Biden has appeared on nationally televised town halls and news talk shows, mostly from a studio in his home in the eastern state of Delaware. He appears to have an insurmountable lead in pledged delegates to July's planned national Democratic presidential nominating convention over Vermont Sen. Bernie Sanders, although Sanders has shown no intention of dropping out of the contest and conceding the nomination to Biden.

Trump on Sunday extended the social distancing guidelines through April after last week saying he wanted the country open again by Easter Sunday, April 12. Appearing on TV shortly before Trump's announcement, Biden said the U.S. leader should "stop thinking out loud and start thinking deeply" about how his administration deals with the coronavirus.

"Look, the coronavirus is not the president's fault," Biden said on NBC's "Meet the Press" show. "But the slow response, the failure to get going right away, the inability to do the things that needed to be done quickly - they are things that can't continue."

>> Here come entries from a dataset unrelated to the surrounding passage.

PR #984, opened 2019-10-08
General bug fixes for dev7 after responsive code

iturgeon:
* Reduces number of events sent to the server
* Centralizes debounce code
* Adds tests to nav for use cases of multiple clicks
* fixes bug that kept nav:toggle button actions from having an effect on mobile when the nav was open
* nav now only opens when increasing from mobile width to non-mobile width
* fix code to use correct font
* changes latex labes to use font used for figure labels
* removes commented out code
* fixes math equation left/right/center alignment after katex version update

### DIFF
--- a/packages/app/obojobo-document-engine/src/scripts/viewer/components/nav.js
+++ b/packages/app/obojobo-document-engine/src/scripts/viewer/components/nav.js
@@ -11,6 +11,7 @@ const { StyleableText, StyleableTextComponent } = Common.text
 const { isOrNot } = Common.util
 const { Dispatcher } = Common.flux
 const TIMER_MOBILE_NAV_COLLAPSE = 900
+const IS_MOBILE_MEDIA_QUERY = '(max-width: 480px)'
 
 const getLabelTextFromLabel = label => {
 	if (!label) return ''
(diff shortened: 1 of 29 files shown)


packages/app/obojobo-document-engine/src/scripts/viewer/components/nav.js
```diff
@@ -11,6 +11,7 @@ const { StyleableText, StyleableTextComponent } = Common.text
 const { isOrNot } = Common.util
 const { Dispatcher } = Common.flux
 const TIMER_MOBILE_NAV_COLLAPSE = 900
+const IS_MOBILE_MEDIA_QUERY = '(max-width: 480px)'
```
zachberry:
```suggestion
const MOBILE_MEDIA_QUERY = '(max-width: 480px)'
```

packages/app/obojobo-document-engine/src/scripts/viewer/components/nav.js
```diff
@@ -21,48 +22,52 @@ export default class Nav extends React.Component {
...
 		super(props)
 		this.selfRef = React.createRef()
-		this.onWindowClick = this.onWindowClick.bind(this)
 		this.hideOrShowOnResize = this.hideOrShowOnResize.bind(this)
+		this.closeNavOnMobile = this.closeNavOnMobile.bind(this)
 	}
 
 	isMobileSize() {
-		return window.matchMedia('(max-width: 480px)').matches
+		return window.matchMedia(IS_MOBILE_MEDIA_QUERY).matches
```
zachberry:
```suggestion
		return window.matchMedia(MOBILE_MEDIA_QUERY).matches
```

PR #1000, opened 2019-11-01
api/visit/start errors sooner when student visits an old draft version

### LINKED ISSUE #999: api/visit/start should bail sooner when student visits an old draft version
The check for students visiting an older draft bails a little late here: 
packages/app/obojobo-express/routes/api/visits.js:79-85

It could bail before getting the viewer state and props.

iturgeon:
When starting a draft visit, there's a check to see if
there's a newer version of the draft - which blocks a student from
viewing old versions of a module.

Previously the code would get the viewer state and props before bailing,
doing some unnecessary work.

fixes #999


packages/app/obojobo-express/routes/api/visits.js
```diff
@@ -61,28 +61,32 @@ router
...
 				throw 'Unable to start visit, visitId is no longer valid'
 			})
-			.then(() =>
-				Promise.all([
+			.then(() => {
+				// error so the student starts a new view w/ newer version
+				// this check doesn't happen in preview mode so authors
+				// can reload the page to see changes easier
+				if (
+					req.currentVisit.is_preview === false &&
```
zachberry:
```suggestion
					!req.currentVisit.is_preview &&
```

Issue #89, opened 2018-09-07
Test Issue: Save and read red alert status


iturgeon:
This a test issue to help get familiar with the workings of the project.

Need to add a button to the left-hand nav in the viewer that, when pressed, turns the background of the Navigation to red. Pressing it again would return the nav back to normal. Also need to log when the nav is set to the red alert state and returned back to the normal state.

If you haven't yet, fork the main repo. You'll be working off of your own branch on your own fork. Next, create a new branch to work on - `git checkout -b issue/89-red-alert-status` (off of your fork).

You'll also want to check out the documentation at https://github.com/ucfopen/Obojobo-Docs and also the project code style guide at https://github.com/ucfopen/Obojobo/wiki/Developer-Code-Style-Guide

Here would be the steps to implement this:

# In the `obojobo-document-engine` package:

* Add a new event handler to **NavStore** to listen to `nav:redAlert`. The payload of the event should include a boolean to indicate if red alert is on or off. This event handler should call `APIUtil.postEvent` to send a `nav:redAlert` event to the server.
* Modify the state of **NavStore** to include a new `redAlert` property holding a boolean if red alert is enabled or not.
* Add a new method to **NavUtil** called `setRedAlert` to fire the `nav:redAlert` event. The method should take a boolean to indicate if red alert should be enabled or not.
* Add a button to the nav component. Clicking this should call the **NavUtil.setRedAlert**  method.
* Add a query method to **NavUtil** - `isRedAlertEnabled` - that will return a boolean to indicate if red alert is enabled or not
* Add two new CSS classes in the nav component - `is-red-alert` and `is-not-red-alert`. The nav component should use the **NavUtil.isRedAlertEnabled** method to figure out which class to apply to the element.
* Add a `is-red-alert` style to the nav component scss file which turns the background of the nav red.

In addition, you'll need to ensure 100% test coverage. This is not an exhaustive list but here are a few example things you'll want to test:

* [ ] - In viewer-app.js test that clicking the button toggles between setting the `is-red-alert` and `is-not-red-alert` classes on the appropriate element.
* [ ] - Add a NavUtil test ensuring that **NavUtil.setRedAlert** calls the Dispatcher.trigger method with the correct parameters and that **NavUtil.isRedAlertEnabled** returns expected values with given inputs.
  
# In the `obojobo-express` package:

[...]

PR #1006, opened 2019-11-20
Issue/89 red alert status

ctcuff:
A test issue that adds a button to the nav bar turning it red

### DIFF
--- a/packages/app/obojobo-express/migrations/20191108191111-red-alert-status.js
+++ b/packages/app/obojobo-express/migrations/20191108191111-red-alert-status.js
@@ -30,11 +30,11 @@ exports.up = function(db) {
 				type: 'UUID',
 				notNull: true
 			},
-			content_id: {
+			draft_content_id: {
 				type: 'UUID',
 				notNull: true
 			},
-			creation_time: {
+			created_at: {
 				type: 'timestamp WITH TIME ZONE',
 				notNull: true,
 				defaultValue: new String('now()')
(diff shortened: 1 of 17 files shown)


packages/app/obojobo-express/migrations/20191108191111-red-alert-status.js
```diff
@@ -0,0 +1,59 @@
...
+			},
+			draft_id: {
+				type: 'UUID',
+				notNull: true
+			},
+			content_id: {
+				type: 'UUID',
+				notNull: true
+			},
+			creation_time: {
```
iturgeon: just worth noting, we'd use `created_at` here to match all the other tables.

packages/app/obojobo-express/routes/api/visits.js
```diff
@@ -116,12 +117,24 @@ router
 				})
 			})
 			.then(() => {
+				return db.oneOrNone(
+					`
+						SELECT is_red_alert_enabled from red_alert_status
+						WHERE user_id = $[userId] AND draft_id = $[draftId]
```
iturgeon: Note: this will turn on red alert for:
* this module used in other courses
* all versions of this module (if the instructor edits the draft, the alert persists)

Think about what it would take to isolate one or both of those conditions.

Hints: check out `draft_content_id` and `resource_link_id`

iturgeon:
Secondary note: the text in this issue should reference the issue somewhere (like this #89)

ctcuff:
Also forgot to mention that this fixes #89

zachberry:
Closing since this is a training exercise

PR #1007, opened 2019-12-06
Issue/525 youtube time values

### LINKED ISSUE #525: Add time values to YouTube chunk
_Wednesday Jun 13, 2018 at 18:02 GMT_
_Originally opened as https://github.com/ucfcdl/Obojobo-Document-Engine/issues/229_

----

Would be nice to have:

* `time`: What time to start the video at
* `endTime`: Optional end time (not sure if YouTube supports this) - With both `time` and `endTime` specified then a section of a video can be embedded.

ctcuff:
Adds an option to start or end videos at a certain point. Ended up wrapping [YouTube's IFrame API](https://developers.google.com/youtube/iframe_api_reference) into its own component.

Resolves #525


zachberry:
@qwertynerd97 We did discuss the inputs, and settled on adding the feature now and polishing it later. However perhaps we could resolve some of the confusion by simply adding "(Seconds)" to the input labels.

ctcuff:
@qwertynerd97 @zachberry Typing time values like `mm:ss` would be more clear but I wasn't sure if that was something I should include in this PR or move to a different issue. It would just involve parsing some input. Youtube's IFrame API only takes seconds though so something like `2:40` or maybe `2m40s`would have to be interpreted as 160. As for the XML, that's probably something I could fix.

qwertynerd97:
Yeah, I think leaving it as seconds is fine for now, as long as we add some sort of clarifying notation to the modal

PR #1008, opened 2019-12-09
Inserting and Formatting

qwertynerd97:
Requires #989 as a pre-requisite

Adds capabilities for inserting any node type into the document in the middle of other nodes

Adds in formatting options such as switching between node types and toggling list styles.  Formatting can be changed using the Format menu or by using the dropdown menus in the toolbar.
Note: Toggling formats across several nodes is currently broken due to the way slate formats a selection.  This will be resolved when we upgrade to the latest version of Slate


zachberry:
Testing locally, attempted to merge in #989, so feedback based on that. I've only tested lists and the heading/code/text menu so far, and this is just a first quick pass but I wanted to get it written down:

* Lists don't seem to get styled the way I expect them. For example, if at a level 2 list item I change it from disc to square then I'd expect every item at level 2 to change to square. However it only seems to change the item the cursor is on.
* The changes to list only seem to effect the editor. The viewer simply uses the defaults.
* Changing the text type menu to 'code' converts your selection to a 'code' node, but I sorta expect that to change the text to monospace styled.
* The text type menu should close after something is selected. And if it is open, clicking away should close it. It does close sometimes when clicking off but when clicking in the content it stays open.

qwertynerd97:
All of the changes from this PR were upgraded to Slate 0.52 and rolled into #1159

PR #1020, opened 2019-12-18
[clean] removes fetch shim needed to support ie11

iturgeon:
We no longer support ie11, so the fetch shim to do so can be removed.


zachberry:
@iturgeon If we're removing this for IE we probably should remove the polyfills we have in polyfills.js - Object.assign, window.Set, Array.from, window.Promise, window.Symbol and Number.isFinite

Will put in new issue

PR #1034, opened 2019-12-20
[fix] dashboard filtering with upper and lower case

iturgeon:
dashboard filtering didn't match uppercase against lower case strings


iturgeon:
Canceling and changing the target to a branch @zachberry had built to solve the same problem

PR #1043, opened 2019-12-23
[fix] Adds promise provider to fix shared module perms

iturgeon:
* adds promise_provider to emit promise based events
* adds user to module perm check in draft model
* registers user to module perm check from repository
* overhauls api/draft/:draftid/full to use new perm checking

### DIFF
--- a/packages/app/obojobo-express/models/draft.js
+++ b/packages/app/obojobo-express/models/draft.js
@@ -72,6 +72,20 @@ class Draft {
 		return draftNode
 	}
 
+	// returns a boolean
+	static async userHasPermissionToDraft(userId, draftId) {
+		const result = await db.oneOrNone(
+			`SELECT user_id
+			FROM drafts
+			WHERE id = $[draftId]
+			AND user_id = $[userId]`,
+			{ userId, draftId }
+		)
+
+		// oneOrNone reutrns null when there are no results
+		return result !== null
+	}
+
 	static deleteByIdAndUser(id, userId) {
 		return db
 			.none(
--- a/packages/app/obojobo-express/util/promise_provider.js
+++ b/packages/app/obojobo-express/util/promise_provider.js
@@ -1,0 +1,45 @@
+// possible npm packages to use instead:
+// emittery
+// p-event
+const logger = oboRequire('logger')
+const promiseProviders = {}
+
+// Register promise to an event
+// your provider mus be an async function or Promise
+const registerPromiseProvider = (eventName, provider) => {
+	if (!promiseProviders[eventName]) promiseProviders[eventName] = new Set()
+	const providersForType = promiseProviders[eventName]
+	providersForType.add(provider)
+}
+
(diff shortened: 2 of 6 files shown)


packages/app/obojobo-express/models/draft.js
```diff
@@ -72,6 +72,20 @@ class Draft {
 		return draftNode
 	}
 
+	// returns a boolean
+	static async userHasPermissionToDraft(userId, draftId) {
+		const result = await db.oneOrNone(
+			`SELECT user_id
+			FROM drafts
```
zachberry: Is this correct, or should it be pulling from the map_user_to_draft table?

packages/app/obojobo-express/util/promise_provider.js
```diff
@@ -0,0 +1,45 @@
...
+	if (!promiseProviders[eventName]) return []
+
+	const providersForType = promiseProviders[eventName]
+
+	const results = []
+	for (const provider of providersForType) {
+		try {
+			const result = await provider(eventName, providerArgs)
+			results.push(result)
+			if (result && returnOnFirstNonNullResponse) break
```
iturgeon:
```suggestion
			if (result !== null && returnOnFirstNonNullResponse) break
```

packages/app/obojobo-express/util/promise_provider.js
```diff
@@ -0,0 +1,45 @@
...
+}
+
+// execute all promises for an eventName in order with the provided arugments
+// setting returnOnFirstNonNullResponse to true will return immediately
+// when a promise returns a non-null value, skipping the remaining items
+// always returns an array
+const callPromiseProviders = async (
+	eventName,
+	providerArgs,
+	returnOnFirstNonNullResponse = false
```
iturgeon: Notes to self: perhaps this could be `returnIfTrueFn` passing something like `value => value === true` would return as soon as a `true` is found, but be flexible enough to handle other options.

packages/app/obojobo-express/models/draft.js
iturgeon: Here - yes. Keep in mind this PR is intended to keep `obojobo-express` decoupled from other packages.

From the perspective of obojobo-express, the only owner is the creator and needs that to operate without repository. obojobo-repository implements the concept of multiple owners (db tables, queries, etc.). The promiseProvider allows these decoupled libraries to manage permissions.

When the following is executed:
```
const hasPermResults = await callPromiseProviders('userHasPermissionToDraft', args, true)
```

The promise provider will call each provider in series. First obojobo-express's then any others.  In our current setup, obojobo-repository has a listener that will check the `repository_map_user_to_draft` table.

iturgeon:
I think I'm going to close this as it's not super valuable right now.  The complication of dealing with multiple responders, cascading down each responder, and the fact that this is only really used in once case now.  

Currently thinking the preferred solution is to either escalate the sharing permissions from repository to express or make a new shared module specifically for shared permissions that both use.

Issue #1049, opened 2019-12-30
Question bank editor settings radio buttons not selecting correctly


iturgeon:
The state of the selected radio inputs for choosing if all questions should be shown or if a subset should be shown don't always indicate the current value correctly, especially when using nested question banks.

PR #1050, opened 2019-12-30
[fix] editor question bank settings radio buttons

iturgeon:
* adds question bank id to editor setting radio button input name

The radio buttons for question bank's settings in the editor
all shared the same name. Selecting any of the radio buttons
would cause all other question bank radio input buttons to deselect.
This fix uses the question bank's id to differentiate it from others.


iturgeon:
fixes #1049

iturgeon:
I added a few optimizations, I'm pretty happy with it now.   I can't approve it since it's mine, but I think it's ready to go now.

PR #190, opened 2020-06-16
SP-3631 always call on consent ready

andresilveirah:
Ensure `onConsentReady` is always called after every action with exception of:
1. `ShowPrivacyOptions`
2. `PMCancel` when in the 2nd layer message.


andresilveirah:
Although the automation scripts are failing on Jenkins, I've ran them locally and they passed (apart from 2 known issues). I'm going ahead and merging this branch.

PR #191, opened 2020-06-16
SP-3889 Added cachePolicy with ReloadIgnoringCacheData to URLSession.

vilasma:


andresilveirah:
@vilasma try covering your change in the unit tests as well. It should be one extra `it` asserting the configuration was set to `.reloadIgnoringLocalCacheData`.

PR #200, opened 2020-06-26
SP-4022 start stop appium from code

deshpandevrushali:


AutomationFramework/src/main/java/tests/GDPR_TCFV2_MetaAppTests.java
```diff
@@ -215,7 +219,7 @@ public void CheckConsentOnAcceptAllFromConsentView() throws InterruptedException
 					"Expected consent message not displayed");
 
 			mobilePageWrapper.consentViewPage.scrollAndClick("ACCEPT ALL");
-
+			System.out.println(mobilePageWrapper.siteDebugInfoPage.GDPRConsentUUID.getText());
```
andresilveirah, line 222: @deshpandevrushali should we use the `logMessage` method for logging?

AutomationFramework/src/main/java/tests/GDPR_TCFV2_MetaAppTests.java
```diff
@@ -330,7 +335,7 @@ public void CheckConsentOnRejectAllFromPM() throws InterruptedException, NoSuchE
...
```
andresilveirah, line 338: Why do we need to log the `consentUUID` ? Debugging?

AutomationFramework/src/main/java/tests/GDPR_TCFV2_MetaAppTests.java
deshpandevrushali: @andresilveirah I am started working on SP-4077 reporting/logging for framework so that we can remove this explicitly Sysout statements from tests. https://sourcepoint.atlassian.net/browse/SP-4077

deshpandevrushali: @andresilveirah by using this sysout for now we are waiting explicitly for respective elements to load and currently we have only one test failure which is known and all others are passing.

andresilveirah: @deshpandevrushali still not sure why we have the `sysout` statements there? I've checked [SP-4077](https://sourcepoint.atlassian.net/browse/SP-4077) but the description is empty.

> I have started working on SP-4077 reporting/logging for framework 
What reporting/logging are you talking about?

deshpandevrushali: @andresilveirah I have added description for SP-4077. with this ticket we are implementing logging system for automation test execution to avoid sysout also will get proper logging in place so that we can have execution details on test failure.
Reporting consists of implementing Allure reporting framework to get HTML test execution report.

andresilveirah: Got it. So the logging we want to implement will give us better insights when something fails.

PR #201, opened 2020-06-29
[SP-4024] Get pm id from action

vilasma:
- Get PM url from JSReceiver
- Extract PM Id from PM url


Example/ConsentViewController_ExampleTests/MessageWebViewControllerSpec.swift
```diff
@@ -363,6 +338,15 @@ class MessageWebViewControllerSpec: QuickSpec, GDPRConsentDelegate, WKNavigation
...
 
+        describe("getPMIdFromMessage") {
+            it("returns pmId from PM url") {
+                let payload = "{\"pm_url\":\"https://notice.sp-prod.net/privacy-manager/index.html?message_id=122058\"}".data(using: .utf8)!
+                let action = GDPRAction(type: .AcceptAll, id: "something", payload: payload)
+                messageWebViewController.getPMIdFromMessage(action: action)
+                expect(messageWebViewController.pmId).to(equal("122058"))
+            }
+        }
+
```
andresilveirah, line 349: @vilasma I suggest we avoid testing "protected" methods and try to test the behaviour via the public ones. Example, instead of testing `getPMIdFromMessage`, we test the `userContentController` receiving a _Show Privacy Manager_ action with the url in the payload. 
That might require a bit more boilerplate to write the test, but will enable us to refactor the code in the future without having to re-write the specs.

vilasma: @andresilveirah I have added test case to check PM Id extraction from pm_url using `userContentController`.

PR #203, opened 2020-06-29
SP-4077 implement reporting logging

deshpandevrushali:


deshpandevrushali:
> @deshpandevrushali should the automation job pass in Jenkins or is this expected to fail?

@andresilveirah automation job expected to fail with 1 test failure. If there are more than that I will look into it. With following job status yesterday we got 1 failure.
http://sdk-jenkins.sourcepoint.com/job/iOS_Automation_GDPR_PR/215/console

PR #205, opened 2020-07-02
SP-4076 add ui tests

vilasma:


Example/SPGDPRExampleAppUITests/SPGDPRExampleAppUITests.swift
```diff
@@ -20,59 +20,143 @@ class SPGDPRExampleAppUITests: QuickSpec {
             self.app = ExampleApp(XCUIApplication())
             self.app.launch()
             self.app.clearConsentButton.tap()
+            Nimble.AsyncDefaults.Timeout = 10
+            Nimble.AsyncDefaults.PollInterval = 1
         }
 
-        afterSuite {
+        afterEach {
```
andresilveirah, line 27: I believe we shouldn't run the following two lines in the `afterEach` block:
```swift
Nimble.AsyncDefaults.Timeout = 1
Nimble.AsyncDefaults.PollInterval = 0.01
```
That might be one of the reasons the tests are failing. 

Try moving them to an `afterSuit` block.

Example/SPGDPRExampleAppUITests/SPGDPRExampleAppUITests.swift
```diff
@@ -20,59 +20,143 @@ class SPGDPRExampleAppUITests: QuickSpec {
...
+            Nimble.AsyncDefaults.PollInterval = 0.01
         }
 
         describe("SPGDPRExampleAppUITests") {
-            context("when launching the app for the first time") {
-                it("1. should see the consent message") {
-                    expect(self.app.consentMessage).to(showUp())
+            it("1. Accept all through message") {
+                expect(self.app.consentMessage).to(showUp())
+                if self.app.consentMessage.exists {
```
andresilveirah, line 39: @vilasma is it necessary to call `swipeUp()`? The tests seem to pass without it. 
If we have to use it, do you see a way to "hide" them inside the `ExampleApp` class?

PR #212, opened 2020-07-15
[SP-4181] add ui tests for PM

vilasma:


Example/SPGDPRExampleAppUITests/SPGDPRExampleAppUITests.swift
```diff
@@ -124,6 +124,15 @@ class SPGDPRExampleAppUITests: QuickSpec {
             self.app.saveAndExitButton.tap()
             expect(self.app.privacyManager).to(disappear())
         }
+
+        it("Terms And Conditions link opens in other webview") {
```
andresilveirah, line 128: @vilasma it should open on Safari instead. Isn't this the case?

vilasma: @andresilveirah link open on other Safari webview only. should I add `Safari` word also?

andresilveirah: @vilasma I believe it'd be more explicit if we exchanged _webview_ for _Safari_ or _Browser_.

PR #218, opened 2020-08-03
Fix issue when GDPRMessage didn't have all its fields present when JSON encoded

ivanlisovyi:
## Context 
This PR fixes an issue when `GDPRMessage` -> `JSON` encoding produced a JSON without `choiceType` and `choiceId` fields for the `MessageAttributeAction` objects. 

## Affected Functionality 
- `GDPRMessage` JSON Encoding

### DIFF
--- a/ConsentViewController/Classes/GDPRMessage.swift
+++ b/ConsentViewController/Classes/GDPRMessage.swift
@@ -56,6 +56,14 @@ public typealias CustomFields = [String: String]
         )
     }
 
+    public override func encode(to encoder: Encoder) throws {
+        try super.encode(to: encoder)
+
+        var container = encoder.container(keyedBy: CodingKeys.self)
+        try container.encode(choiceId, forKey: .choiceId)
+        try container.encode(choiceType, forKey: .choiceType)
+    }
+
     enum CodingKeys: String, CodingKey {
         case text, style, customFields, choiceId, choiceType
     }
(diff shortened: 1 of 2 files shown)


andresilveirah:
Hi @ivanlisovyi thank you for your PR (I mean, it even covers the fix with specs)! I'd like to understand when do you face the case in which the `MessageAttributeAction` does not contain `choiceType` and `choiceId`. I want to make sure we're to pass this along to our backend colleagues as it might be a problem with the API.

ivanlisovyi:
@andresilveirah 

> Hi @ivanlisovyi thank you for your PR (I mean, it even covers the fix with specs)! I'd like to understand when do you face the case in which the `MessageAttributeAction` does not contain `choiceType` and `choiceId`. I want to make sure we're to pass this along to our backend colleagues as it might be a problem with the API.

It's not a problem with the backend API, when we get a `GDPRMessage` from the SDK we try to convert it back to a json using the `JSONDecoder` and the resulting json doesn't have mentioned fields. 

This happens because `MessageAction` inherits implementations of `init(decoder:)` and `encode(with:)` from the `MessageAttribute` and overrides only `init(decoder:)` which essentially means that `MessageAction` will use parent implementation of the `encode(with:)` function when we try to encode it with `JSONEcoder`.

andresilveirah:
@ivanlisovyi that makes absolute sense. Thank you again for the PR.

PR #220, opened 2020-08-06
refactor example app ui tests

andresilveirah:
The ui tests for the Example app is failing (sometimes) https://github.com/SourcePointUSA/ios-cmp-app/actions/runs/197651154/workflow

I suspect it's due to the asynchronous nature of the `customConsentTo` feature.


vilasma:
Yes @andresilveirah, sometimes `customConsentTo` test fails in that case by re-running the job we can pass the test job.
I think changes are not required

andresilveirah:
I'm not sure @vilasma . It's failing quite consistently on GitHub but it passes locally. I'll keep looking into it.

"He should start listening to the scientists before he speaks. He should listen to the health experts," Biden said, which is what Trump later said he did in extending the social distancing guidelines past Monday when they were set to expire.

Poll numbers

With general approval of Trump's handling of the coronavirus crisis since his initial reticence to publicly accept that it would be a problem in the U.S., Americans have shown a new liking for Trump.

"My poll numbers have been the highest ever," Trump declared in the Fox interview, even though they still register on the negative side of the ledger.

In the latest compilation of poll results, the Realclearpolitics.com site says 47.3% of American voters approve of Trump's performance in office, with 49.3% reacting unfavorably.

Similarly, polling shows Biden slightly edging Trump about seven months ahead of the November balloting, with the outcome generally considered too close to call. Three polls in the last week show Biden ahead of Trump by 2, 3 and 9 percentage points.

In the 2016 contest, Trump lost the national popular vote to Democrat Hillary Clinton by 2%, but won the presidency where it matters in the U.S., in the electoral college where the national outcome is decided by the vote winner in each of the 50 states.

In the Fox interview, Trump said he thinks New York Gov. Andrew Cuomo would be a tougher Democratic presidential opponent than Biden. Cuomo has been widely acclaimed for his handling of the coronavirus crisis in his state, the hardest hit in the U.S., and his daily televised press conferences.

"One of the reasons he's been successful is the federal government" assistance to New York, Trump said, while saying, "I think Andrew would be better" as a presidential candidate than Biden.

Pelosi blames Trump

While attacking Biden, Trump assailed another Democratic political foe, House Speaker Nancy Pelosi. She claimed Sunday that Trump's actions have proved deadly and cost lives in the U.S., because of his failure to recognize the seriousness of the coronavirus threat in the early weeks of 2020 and laggard efforts to dispatch medical equipment across the country before ramping up in March.

Pelosi told CNN that Trump's "denial at the beginning was deadly" and that as he "fiddles, people are dying."

"She's a sick puppy in my opinion," Trump said. "Somehow there's something wrong with the woman."